Pakharukova M I, Yushkov B G
Institute of Immunology and Physiology, Yekaterinburg, Russia.
Y.B. Beikin Clinical and Diagnostic Center, Yekaterinburg, Russia.
Arkh Patol. 2025;87(3):26-32. doi: 10.17116/patol20258703126.
Squamous cell carcinomas of the vulva are divided into human papillomavirus (HPV)-associated and HPV-independent. There is a need to determine the most effective methods for determining the HPV status of a tumor. Differences in the morphological structure of carcinomas have been shown, but the histological type of tumor does not fully reflect the differences in cell size for understanding the mechanisms of carcinogenesis.
To compare the morphometric and histological characteristics of HPV-associated and HPV-independent vulvar carcinomas and to calculate the specificity of histological, immunohistochemical methods and detection of viral DNA in establishing the HPV status of the tumor.
The study retrospectively included 74 patients. HPV typing was performed by real-time PCR, expression of p16 and p53 was determined by immunohistochemical method. The total area of tumor cells, the area of the cytoplasm and the nucleus were measured, and the nuclear-cytoplasmic ratio was calculated.

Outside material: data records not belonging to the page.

PR #420, opened 2019-03-12
Feature/registration

Alexey-N-Chernyshov:
https://soramitsu.atlassian.net/browse/D3-765

### Description of the Change
Rework registration services.
Check if client was already registered in sidechain, remove Iroha account registration in sidechain registration.

### Usage Examples or Tests *[optional]*
Update frontend before merge.


eth-registration/src/main/kotlin/com/d3/eth/registration/EthRegistrationStrategyImpl.kt
```diff
@@ -47,33 +55,51 @@ class EthRegistrationStrategyImpl(
...
         credentials,
-        BigInteger.valueOf(ethRegistrationConfig.ethereum.gasPrice),
-        BigInteger.valueOf(ethRegistrationConfig.ethereum.gasLimit)
+        StaticGasProvider(
+            BigInteger.valueOf(ethRegistrationConfig.ethereum.gasPrice),
+            BigInteger.valueOf(ethRegistrationConfig.ethereum.gasLimit)
+        )
     )
 
     private val irohaEthAccountCreator =
```
Mingela: This one became unused

eth-registration/src/main/kotlin/com/d3/eth/registration/EthRegistrationStrategyImpl.kt
```diff
@@ -47,33 +55,51 @@ class EthRegistrationStrategyImpl(
...
+                        // check that client hasn't been registered yet
+                        if (!assignedRelays.isEmpty())
+                            throw IllegalArgumentException("Client $accountName@$domainId has already been registered with relay: $assignedRelays")
+
+                        // register to Ethereum RelayRegistry
+                        logger.info { "Add new relay to relay registry relayRegistry=$relayRegistry, freeWallet=$freeEthWallet, whitelist=$whitelist, creator=${credentials.address}." }
+                        relayRegistry.addNewRelayAddress(freeEthWallet, whitelist).send()
+
+                        // register to Iroha
+                        irohaAccountCreator.create(
```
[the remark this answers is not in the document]
Alexey-N-Chernyshov: User should have account in Iroha in order to register in Ethereum sidechain.
Updated comment.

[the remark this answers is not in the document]
Mingela: Sure, but I'd also recommend to rename `create` and `createAccountCreationBatch` methods to avoid confusion. For example, we could use some sort of `set registered in side chain information in Iroha` terminology.

eth/src/main/kotlin/com/d3/eth/provider/EthRelayProviderIrohaImpl.kt
```diff
@@ -40,9 +41,13 @@ class EthRelayProviderIrohaImpl(
     }
 
     /** Get relay belonging to [irohaAccountId] */
-    override fun getRelay(irohaAccountId: String): Result<String, Exception> {
+    override fun getRelayByAccountId(irohaAccountId: String): Result<Optional<String>, Exception> {
         return getRelays().map { relays ->
-            relays.filter { it.value == irohaAccountId }.keys.first()
+            val filtered = relays.filter { it.value == irohaAccountId }.keys
+            if (filtered.isEmpty())
+                Optional.empty()
```
dolgopolovwork: Why we use `Optional` here? `String?` reduces the need for that.

notary-btc-integration-test/build.gradle
```diff
@@ -46,6 +46,7 @@ dependencies {
     compile project(":btc-address-generation")
     compile project(":btc-deposit")
     compile project(":btc-withdrawal")
+    compile project(":notary-registration")
```
dolgopolovwork: Why we need it here?

eth/src/main/kotlin/com/d3/eth/provider/EthRelayProviderIrohaImpl.kt
Alexey-N-Chernyshov: Good point, but unfortunately:
1. Kotlin Result cannot be used as return from function right now (https://stackoverflow.com/questions/52631827/why-cant-kotlin-result-be-used-as-a-return-type)
2. So, we use https://github.com/kittinunf/Result
3. The last result has type Result<Any, Exception> but not Result<Any?, Exception>, so nullable type cannot be used.
So, only option I see is to use Java Optional.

HPV-independent carcinomas are predominantly keratinizing (94.3%). HPV-associated carcinomas are of basaloid histotype in 57.1% of cases and keratinizing in 42.9%. (42.9%). HPV-associated tumor cells are smaller (Me 223.89) compared to HPV-independent carcinoma cells (Me 525.95). The nuclear-cytoplasmic ratio was higher in HPV-associated carcinomas (Me 0.46 vs 0.18). The specificity of determining HPV status using histological characteristics of the tumor was 80.65%, immunohistochemical method - 96.36%, detection of viral DNA in the tumor - 75.47%.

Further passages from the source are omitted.